• WHAT THIS TASK INVOLVES
Set down exactly the lines of the listing below, please, beginning with the first and ending with the line that holds "## Description".

• GIVEN ENTRIES
PR #2392, opened 2026-02-19
Finalize and remove references to TCC inputs (option 1) for urban mental health

### LINKED ISSUE #2391: Implement final pieces of Urban Health Model
This issue is a catch-all for the final pieces of urban mental health, including removing all references to original model option 1 (TCC and NDVI inputs). Implementing option 1 is on hold currently (see #2141), however there are some aspects of PR #2314 that we'd like to incorporate in the model.

claire-simpson:
## Description
Remove original model option 1 (user inputs tree canopy cover and NDVI) and other final changes to the model, including keeping up with 3.18.0

In addition:
- Added tasks to clip input rasters (including population), partly so they look better in the report
- Fixed a bug where population raster wasn't snapping correctly to aligned NDVI
- Handle input NDVI and LULC rasters without a NoData value set
- Added a function to calculate target pixel size for realignment if input rasters aren't linearly projected in meters

Fixes #2391 

## Checklist

### DIFF
--- a/src/natcap/invest/urban_mental_health/urban_mental_health.py
+++ b/src/natcap/invest/urban_mental_health/urban_mental_health.py
@@ -960,9 +960,9 @@ def _get_raster_pixel_size_in_meters(raster_path, vector_path):
         tgt_pixel_size = numpy.mean([abs(raster_info["pixel_size"][0]),
                                      abs(raster_info["pixel_size"][1])])
         LOGGER.info("Baseline raster is projected in meters; will use pixel "
-                    f"size {tgt_pixel_size} as target in align_and_resize,"
+                    f"size {tgt_pixel_size} as target in align_and_resize, "
                     "which is the native resolution of the raster (transformed"
-                    "to have square pixels if it doesn't already)")
+                    "to have square pixels if it doesn't already).")
         return (tgt_pixel_size, -tgt_pixel_size)
     else:
         vector_info = pygeoprocessing.get_vector_info(vector_path)


src/natcap/invest/urban_mental_health/urban_mental_health.py
```diff
@@ -702,9 +675,8 @@ def execute(args):
             dependent_task_list=[create_lulc_ndvi_csv_task],
             task_name="reclassify base lulc to ndvi and mask"
         )
-        buffer_base_dependencies.append(reclassify_base_lulc_task)
 
-        reclassify_alt_lulc_task = task_graph.add_task(
```
claire-simpson, line 707: Changed the variable name so that `mean_buffered_base_ndvi_task`'s `dependent_task_list` can contain the same task regardless of which scenario is selected

src/natcap/invest/urban_mental_health/urban_mental_health.py
```diff
@@ -11,19 +11,31 @@
...
+from natcap.invest import gettext
+from natcap.invest import spec
+from natcap.invest import utils
+from natcap.invest import validation
+from natcap.invest.unit_registry import u
 
 LOGGER = logging.getLogger(__name__)
 FLOAT32_NODATA = float(numpy.finfo(numpy.float32).max)
 
+_model_description = gettext(
```
claire-simpson, line 23: We probably want Yingjie or Stacie to improve this

src/natcap/invest/urban_mental_health/urban_mental_health.py
```diff
@@ -1414,16 +1374,6 @@ def validate(args, limit_to=None):
...
-    scenario_options = [
-        spec.Option(key="tcc_ndvi", display_name="Tree Cover & Baseline NDVI"),
-        spec.Option(key="lulc", display_name="Baseline & Alternate LULC"),
-        spec.Option(key="ndvi", display_name="Baseline & Alternate NDVI")
-    ]
-
-    error_msg = spec.OptionStringInput(
-        id='', options=scenario_options).validate(args['scenario'])
-    if error_msg:
-        validation_warnings.append((['scenario'], "Must select a scenario."))
```
claire-simpson, line 1426: Now that `include_placeholder` exists, I've removed this custom validation. If a Python API user unexpectedly sets `scenario` to something other than `ndvi` or `lulc`, they will probably get an unhelpful error message, but we'd expect the user to validate their inputs args right?

dcdenu4: Yea, this is always something that can end up being a subjective choice. I think we've leaned towards API users being responsible for validating args and then handling Python errors. I think what we wouldn't want is unexpected behavior, where a wrong input could still lead to a successful run, but with really misleading results.

tests/test_urban_mental_health.py
```diff
@@ -423,11 +431,81 @@ def test_population_raster_too_small(self):
...
+        bounding box to the pixel grid of the alignment raster
+        (origin + integer multiples of pixel size).
+
+        This tests that population_aligned bbox == the preprocessed ndvi bbox
+        and both equal the AOI-buffered bbox snapped outward to that grid.
+        """
+        from natcap.invest.urban_mental_health import urban_mental_health
+
+        args = make_synthetic_data_and_params(self.workspace_dir, 'ndvi')
+        urban_mental_health.execute(args)
```
dcdenu4: Just noting something that popped into my head. Now that our models return a file registry, we could use that for getting the output / intermediate paths to test against. I don't think it's necessary to update these tests for that but wanted to mention it!

tests/test_urban_mental_health.py
```diff
@@ -423,11 +431,81 @@ def test_population_raster_too_small(self):
...
+        ndvi_raster_path = os.path.join(
+            intermediate, f"ndvi_base_aligned_{suffix}.tif")
+        ndvi_info = pygeoprocessing.get_raster_info(
+            ndvi_raster_path)
+        ndvi_bbox = ndvi_info['bounding_box']
+
+        # Quick check - population aligned bbox matches the ndvi bbox
+        numpy.testing.assert_allclose(pop_bbox, ndvi_bbox)
+
+        # Build AOI buffered bbox (vector-derived)
```
dcdenu4: The model doesn't output the buffered AOI vector?

tests/test_urban_mental_health.py
```diff
@@ -423,11 +431,81 @@ def test_population_raster_too_small(self):
 
         numpy.testing.assert_allclose(actual_prev_cases, expected_prev_cases)
 
-    def test_AOI_larger_than_lulc_base_option3(self):
+    def test_population_aligned_bbox_matches_snapped_processing_bbox(self):
```
dcdenu4, line 423: This is a fun test, I'm curious to hear what motivated you to add it?

dcdenu4 (commented):
Thanks @claire-simpson ! Just a few comments / questions I was curious about.

tests/test_urban_mental_health.py
claire-simpson: I initially set `population_align_task` further down in the order of events (after `delta_ndvi_task`), so I could use the `delta_ndvi` bounding box as the `target_bb`, to ensure that the population raster was exactly aligned with `delta_ndvi`, that is, exactly aligned with the convolved buffer-mean NDVI rasters. However, when I was rearranging the logic to try to avoid having too many `if args['scenario'] == <some scenario>` clauses, it simplified things to move the population resampling task further up. With this test, I wanted to make sure everything would still align if I just set `target_bb = aoi_buffered_bbox` in the population resampling task, same as the target when aligning all other input rasters. (So I guess my main motivation was to add a test catch any extent issues if the logic were to be rearranged later due to re-adding the TCC option )

claire-simpson: Looking at this now though, I think there is an error, and I intended to be testing that the extent of the aligned population raster matched that of `delta_ndvi.tif` _not_ `ndvi_base_aligned.tif`

tests/test_urban_mental_health.py
claire-simpson: It does not, but maybe it should so then we could leverage the `mask_options` parameter in `align_and_resize_raster_stack` to automatically clip all the input rasters to the buffered AOI. 

Currently I'm not actually using the buffered AOI anywhere, instead I'm just using the buffered AOI bounding box (calculated by adding the `search_radius` distance to the extent of the AOI) as the target bounding box in the align and resample tasks. However I know we talked about actually buffering the AOI instead, which could be beneficial for clipping all the inputs up front, thereby potentially reducing file size down the road and computation on the convolution operation. The cons are that buffering a complex [multi]polygon can take a bit/adds a step, and we really only _need_ to use the bounding box, as the final products are all clipped to the AOI regardless.

tests/test_urban_mental_health.py
claire-simpson: Ooh this is a good suggestion, I'm inclined to just do it now? Unless you'd rather keep this PR simple

tests/test_urban_mental_health.py
claire-simpson: I decided to go for it and use the buffered AOI to clip, but easy enough to roll it back!

tests/test_urban_mental_health.py
dcdenu4: Do it!

src/natcap/invest/urban_mental_health/urban_mental_health.py
```diff
@@ -633,13 +620,13 @@ def execute(args):
...
-    aoi_buffered_bbox = aoi_bbox + numpy.array(
-        [-args['search_radius'], -args['search_radius'],
-            args['search_radius'], args['search_radius']])
-    aoi_buffered_bbox = list(aoi_buffered_bbox)
+    # Buffer AOI by search_radius
+    gdf = geopandas.read_file(args['aoi_path'])
+    gdf["geometry"] = gdf.buffer(args['search_radius'])
+    gdf.to_file(file_registry['aoi_buffered'], driver='GPKG')
+    aoi_buffered_bbox = pygeoprocessing.get_vector_info(
+        file_registry['aoi_buffered'])['bounding_box']
```
dcdenu4: Geopandas sure does make this easy. I know that as a new dependency of the Reports feature, we talked about maybe not relying on geopandas in the future. We could implement this using Shapely or leave as is knowing we might need to refactor it if we ever decided to move away from geopandas as a dependency.

tests/test_urban_mental_health.py
dcdenu4: I left a comment on the `geopandas` implementation.

> However I know we talked about actually buffering the AOI instead, which could be beneficial for clipping all the inputs up front, thereby potentially reducing file size down the road and computation on the convolution operation.

Wouldn't we get this result anyway by just passing the aoi buffered bounding box when using align and resize?

>The cons are that buffering a complex [multi]polygon can take a bit/adds a step, and we really only need to use the bounding box, as the final products are all clipped to the AOI regardless.

Yea, from a user perspective I think it could be helpful to have an output to visually see what the model is doing. But, there are certainly tradeoffs with adding another operation and then depending on `geopandas`. Would we expect a user to upload a complicated multi polygon for this? I don't think we'd want to buffer a multi polygon because I'd assume the overlaps would get pretty weird. We really do only care about buffering the extents. In which case we maybe a simpler solution would be to just create a new polygon output from the calculated extents?

claire-simpson: > Wouldn't we get this result anyway by just passing the aoi buffered bounding box when using align and resize?

I guess the scenario I was thinking of is if you had an AOI that wasn't square-like, like a disparate multipart polygon or long diagonal, so clipping to a buffered bounding box would still mean keeping all the in-between pixels and pixels in the bbox vs. clipping to a buffer would allow you to get rid of these unneeded pixels and not have to convolve over them.

> Yea, from a user perspective I think it could be helpful to have an output to visually see what the model is doing.

To clarify, you'd like to save the buffered bounding box as a vector? 

> Would we expect a user to upload a complicated multi polygon for this? 

If we anticipate any sort of large-scale regional runs (e.g., the US), then we could definitely get into this territory

> I don't think we'd want to buffer a multi polygon because I'd assume the overlaps would get pretty weird. We really do only care about buffering the extents. In which case we maybe a simpler solution would be to just create a new polygon output from the calculated extents?

The way PGP handles clipping to a vector in `align_and_resize_raster_stack` is by converting that vector into a raster and masking, so I don't think overlapping buffers would be an issue (unless `geopandas` is weird about this?). However if you think its better to stay the course with just using a buffered bbox I'm happy to defer.

(I'll also throw out that another reason I'm leaning towards clipping to a buffer is it would make the report look better! Though now that I'm typing this I should maybe just move the "clip to AOI" operation to occur immediately after convolving the ndvi rasters)

tests/test_urban_mental_health.py
```diff
@@ -105,8 +109,10 @@ def make_synthetic_data_and_params(workspace_dir, model_option):
                                     (ORIGIN_X, ORIGIN_Y),
                                     (ORIGIN_X, ORIGIN_Y-250)])])
 
+    # make pop are different shape than ndvi to test if resampled correctly
```
emilyanndavis: I think there might be a typo in this comment?

emilyanndavis (approved):

src/natcap/invest/urban_mental_health/urban_mental_health.py
```diff
@@ -4,26 +4,39 @@
 import shutil
 import tempfile
 
+import geopandas
```
dcdenu4: Remove now?

src/natcap/invest/urban_mental_health/urban_mental_health.py
```diff
@@ -951,6 +903,44 @@ def check_raster_against_aoi_bounds(aoi_bbox, aoi_sr, raster):
...
+    Args:
+        input_ndvi (str): path to input NDVI raster
+        kernel (str): path to kernel raster
+        aoi (str): path to AOI vector to clip output raster to
+        work_dir (str): path to workspace directory for temporary files
+        target_raster (str): path to output convolved and clipped raster
+
+    Returns:
+        None
+
```
dcdenu4:
```suggestion
```

src/natcap/invest/urban_mental_health/urban_mental_health.py
```diff
@@ -951,6 +903,44 @@ def check_raster_against_aoi_bounds(aoi_bbox, aoi_sr, raster):
             f"and the raster bbox is: {raster_bbox}")
 
 
+def convolve_ndvi_with_kernel(input_ndvi, kernel, aoi, work_dir,
```
dcdenu4: Since this function is also masking I might add to the function name. Maybe `convolve_and_mask_ndvi_with_kernel`.

I see the advantages of wrapping these operations into a single function, to help reduce code duplication. A couple tradeoffs are we're asking a function to do multiple tasks and hiding that a bit from the execute function and from the user. I don't think it's a problem in this case, but not have that `intermediate_raster` layer could potentially make it more difficult to debug in the future.

dcdenu4 (changes requested):
One small change request and a comment! Thanks @claire-simpson .

src/natcap/invest/urban_mental_health/urban_mental_health.py
claire-simpson: Good point, I'll separate these two operations and store the unmasked version as well

src/natcap/invest/urban_mental_health/urban_mental_health.py
```diff
@@ -800,52 +824,54 @@ def execute(args):
...
-            'target_projection_wkt': aoi_projection,
-            'working_dir': args['workspace_dir'],
-        },
-        target_path_list=[file_registry['population_aligned']],
-        task_name='Resample population to NDVI resolution')
-
     baseline_cases_task = task_graph.add_task(
         func=calc_baseline_cases,
-        args=(file_registry['population_aligned'],
+        args=(file_registry['population_aligned_clipped'],
```
dcdenu4, line 868: Does this calculation and other calculations need to operate on the buffered AOI space or is it fine to operate on the clipped AOI?

src/natcap/invest/urban_mental_health/urban_mental_health.py
```diff
@@ -900,6 +924,59 @@ def execute(args):
...
+    """Get raster pixel size in meters; if not projected in m, use vector CRS.
+
+    Use gdal to auto calculate the target pixel size in meters if transforming
+    the raster to the CRS of the input vector AOI. This is necessary because
+    we do not want to force users to initially project their input rasters
+    in meters, however align_and_resize requires a target pixel size.
+
+    Args:
+        raster_path (str): Path to baseline LULC or baseline NDVI raster,
+            which is projected by may not be projected in meters.
```
dcdenu4:
```suggestion
            which may or may not be projected in meters.
```

src/natcap/invest/urban_mental_health/urban_mental_health.py
```diff
@@ -900,6 +924,59 @@ def execute(args):
...
+        vector_path (str): Path to AOI vector in a projected CRS with
+            meter units.
```
dcdenu4:
```suggestion
            units in meters.
```

src/natcap/invest/urban_mental_health/urban_mental_health.py
```diff
@@ -900,6 +924,59 @@ def execute(args):
...
+
+    Returns:
+        tuple[float, float]: (pixel_width_m, pixel_height_m)
+        pixel_size[float]: target pixel size in meters (to use when
+            aligning and resizing raster stack).
+    """
+    def _raster_projected_in_m(raster_info):
```
dcdenu4: Since only the `projection_wkt` is used, does this helper function need to take in all of `raster_info`?

src/natcap/invest/urban_mental_health/urban_mental_health.py
```diff
@@ -900,6 +924,59 @@ def execute(args):
...
+    if _raster_projected_in_m(raster_info):
+        LOGGER.info("Baseline raster is projected in meters; will use native "
+                    f"pixel size {raster_info['pixel_size']} as target "
+                    "in align_and_resize")
+        return raster_info["pixel_size"]
+    else:
+        vector_info = pygeoprocessing.get_vector_info(vector_path)
+        vector_wkt = vector_info["projection_wkt"]
+
+        src_ds = gdal.Open(raster_path)
```
dcdenu4, line 971: It's usually good practice to proactively close or clean up opened datasets. After we have what we need from the dataset could we add: `src_ds = None`?

src/natcap/invest/urban_mental_health/urban_mental_health.py
```diff
@@ -900,6 +924,59 @@ def execute(args):
...
+        transformer = gdal.Transformer(src_ds, None, [f'DST_SRS={vector_wkt}'])
+        target_warp = gdal.SuggestedWarpOutput(src_ds, transformer)
```
dcdenu4, line 973: This is really interesting. We've had to get pixel sizes in meters given a lat/long coordinate system before and it's usually quite the process. Some examples can be found in the wave energy model and pygeoprocessing. I think those use cases are slightly different than here.

`gdal.Transformer` and [gdal.SuggestedWarpOutput](https://gdal.org/en/stable/api/python/utilities.html#osgeo.gdal.SuggestedWarpOutput) are new to me and I can find documentation on the latter, but don't see anything formal for the former. But, `SuggestedWarpOutput` essentially does what we'd often do, but maybe more thoroughly, which is:
> It walks the edges of the input file (approximately 20 sample points along each edge) transforming into output coordinates in order to get an extents box.

In places where we've done this type of thing before we've used [osr.CoordinateTransformation](https://gdal.org/en/stable/api/python/spatial_ref_api.html#coordinatetransformation).

The two-liner you have feels like magic, but I do want to double check to make sure we don't already have a pygeoprocessing or invest utilty for this. Though, if we do, perhaps it should be refactored to use this approach if appropriate.

src/natcap/invest/urban_mental_health/urban_mental_health.py
```diff
@@ -900,6 +924,59 @@ def execute(args):
...
+
+    Args:
+        raster_path (str): Path to baseline LULC or baseline NDVI raster,
+            which is projected by may not be projected in meters.
+        vector_path (str): Path to AOI vector in a projected CRS with
+            meter units.
+
+    Returns:
+        tuple[float, float]: (pixel_width_m, pixel_height_m)
+        pixel_size[float]: target pixel size in meters (to use when
```
dcdenu4: Is this returning two things? Or is it just returning a tuple of the pixel size?

src/natcap/invest/urban_mental_health/urban_mental_health.py
```diff
@@ -1146,12 +1225,30 @@ def reclassify_lulc_raster(lulc, mean_ndvi_by_lulc_csv, target_path):
     mean_ndvi_by_lulc_dict = lulc_df['ndvi'].to_dict()
     if source_nodata is not None:
         mean_ndvi_by_lulc_dict[source_nodata] = target_nodata
+    else:
+        LOGGER.warning("The input LULC raster has no NoData value. This can "
```
dcdenu4:
```suggestion
        LOGGER.warning("The input LULC raster has no NoData value set. This can "
```

src/natcap/invest/urban_mental_health/urban_mental_health.py
```diff
@@ -1146,12 +1225,30 @@ def reclassify_lulc_raster(lulc, mean_ndvi_by_lulc_csv, target_path):
...
-                                      'column_name': 'lucode',
-                                      'table_name': 'LULC attribute'})
+    try:
+        utils.reclassify_raster(
+            (lulc, 1), mean_ndvi_by_lulc_dict, target_path, target_datatype,
+            target_nodata, error_details={'raster_name': lulc,
+                                          'column_name': 'lucode',
+                                          'table_name': 'LULC attribute'})
+    except ValueError as e:
+        if any(f"table are: [{val}]" in str(e) for val in ['0', '0.', '0.0']):
```
dcdenu4, line 1245: I'm curious about this extra error handling logic. Is there a specific reason you're looking for 0s here? My below comment might or might not apply depending on the use case you have in mind here.

I think the note on NoData being something to look out for is a good one and I wonder if that should be added to the utility function error message? For me, this custom error message is trying to do to much by going out of its way to highlight a specific potential problem related to the AOI buffering thing and then having a footnote at the end that tries to capture the default error message from the function (though I guess it's dependent on 0 values being identified). I think the note about NoData being something to look out for captures the broader issue and if someone did have NoData set and they had NoData values within the buffered AOI, they wouldn't necessarily see this message but have the same problem.

src/natcap/invest/urban_mental_health/urban_mental_health.py
claire-simpson: The purpose of adding the buffer is just to ensure full data coverage for the 2d convolution operation (i.e., `mean_buffered_base_ndvi_task` and `mean_buffered_alt_ndvi_task`), so any functions after that don't need to use the buffered AOI space!

src/natcap/invest/urban_mental_health/urban_mental_health.py
claire-simpson: Good point!

src/natcap/invest/urban_mental_health/urban_mental_health.py
claire-simpson: Yes definitely

src/natcap/invest/urban_mental_health/urban_mental_health.py
claire-simpson: Ah whoops, I think I just want to return the average of pixel size height and width, to ultimately make square pixels (so the search radius distance in pixels is accurate)

src/natcap/invest/urban_mental_health/urban_mental_health.py
claire-simpson: > Is there a specific reason you're looking for 0s here?

If a raster (a) doesn't have a nodata value set and (b) has an extent that is smaller than the target bounding box, when we `align_and_resize` it, the `align_and_resize_raster_stack` function pads the output aligned/resized raster with `0`s (where normally those pixels would be nodata). 

This is particularly problematic for this use case as `0` is a reasonable `lucode` value, which could fall through the cracks and get reclassified as whatever NDVI value `lucode=0` corresponds with. Perhaps there is a better way of consistently detecting this worst-case-scenario (small extent, no NoData value, `0` is an lucode listed in the table), but this case seems like it would be rare and a bit hard to detect, so I went for a warning instead. And  I wanted to add this first warning regardless of whether there is an actual `Values in the lulc_base_aligned.tif raster were found that are not represented under the 'lucode' column of the LULC attribute table` error, so if a user gets a weird output this would help track down the issue. I didn’t raise an error here because an LULC raster without a set nodata value will be fine as long as it has a large enough extent.

> I think the note on NoData being something to look out for is a good one and I wonder if that should be added to the utility function error message?

To clarify: add more text to the “Values in the raster were found that are not represented under the column of the attribute table” error in `reclassify_raster` to explain that this error can occur if a NoData value is not set for the input raster?  

> For me, this custom error message is trying to do to much by going out of its way to highlight a specific potential problem related to the AOI buffering thing and then having a footnote at the end that tries to capture the default error message from the function (though I guess it's dependent on 0 values being identified).

That’s fair. The idea behind the second `ValueError` was to help users actually understand why they're seeing an error, because I think the link between "the LULC raster is too small and doesn't have a nodata value" and "there is no 0 in your lulc attribute table" error wouldn't be obvious. It definitely hinges on `0` being the value that isn’t able to be reclassified as this is a pretty specific scenario I’m trying to help prevent/explain. 

> I think the note about NoData being something to look out for captures the broader issue and if someone did have NoData set and they had NoData values within the buffered AOI, they wouldn't necessarily see this message but have the same problem.

If I am understanding your concern: I don’t think `reclassify_raster` would error when trying to reclassify legitimate NoData pixels, these pixels would just remain NoData. So I think this issue is specific to the case where there are pixels that _should_ be NoData (i.e., they are beyond the extent of the user-input LULC), but haven’t been correctly classified as such (because `align_and_resize_raster_stack` sets these pixels as `0` since there isn't a NoData value speicfied to set them to).

Let me know what you think about all this! These 2 warnings and errors are definitely a bit cumbersome, I felt like it was important to give some context, if for no other reason than to help ourselves debug future issues, particularly given that the default `reclassify_raster` error isn't very helpful in understanding how this "extra" value got added to the dataset

src/natcap/invest/urban_mental_health/urban_mental_health.py
claire-simpson: I couldn't find a function for this when looking through utils or PGP, but this wave energy function looks relevant! This option is definitely simpler and I found it by looking into how gdal warp determines a target pixel size if one isn't given, so I'd probably vote for refactoring wave energy. (I also couldn't find documentation for `gdal.Transformer` beyond what was included as part of the `SuggestedWarpOutput` description.)

src/natcap/invest/urban_mental_health/urban_mental_health.py
dcdenu4: Thanks for your thoughts.
>add more text to the “Values in the raster were found that are not represented under the column of the attribute table” error in reclassify_raster to explain that this error can occur if a NoData value is not set for the input raster?  

This is what I was thinking would be helpful. The case where NoData is not set on the raster and is not in the table, so then I _think_ it'd cause an error because it would be treated as a valid pixel value.

I think this is all fine to leave in and we can revisit in the future if we need to.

• OUTPUT
PR #2392, opened 2026-02-19
Finalize and remove references to TCC inputs (option 1) for urban mental health

### LINKED ISSUE #2391: Implement final pieces of Urban Health Model
This issue is a catch-all for the final pieces of urban mental health, including removing all references to original model option 1 (TCC and NDVI inputs). Implementing option 1 is on hold currently (see #2141), however there are some aspects of PR #2314 that we'd like to incorporate in the model.

claire-simpson:
## Description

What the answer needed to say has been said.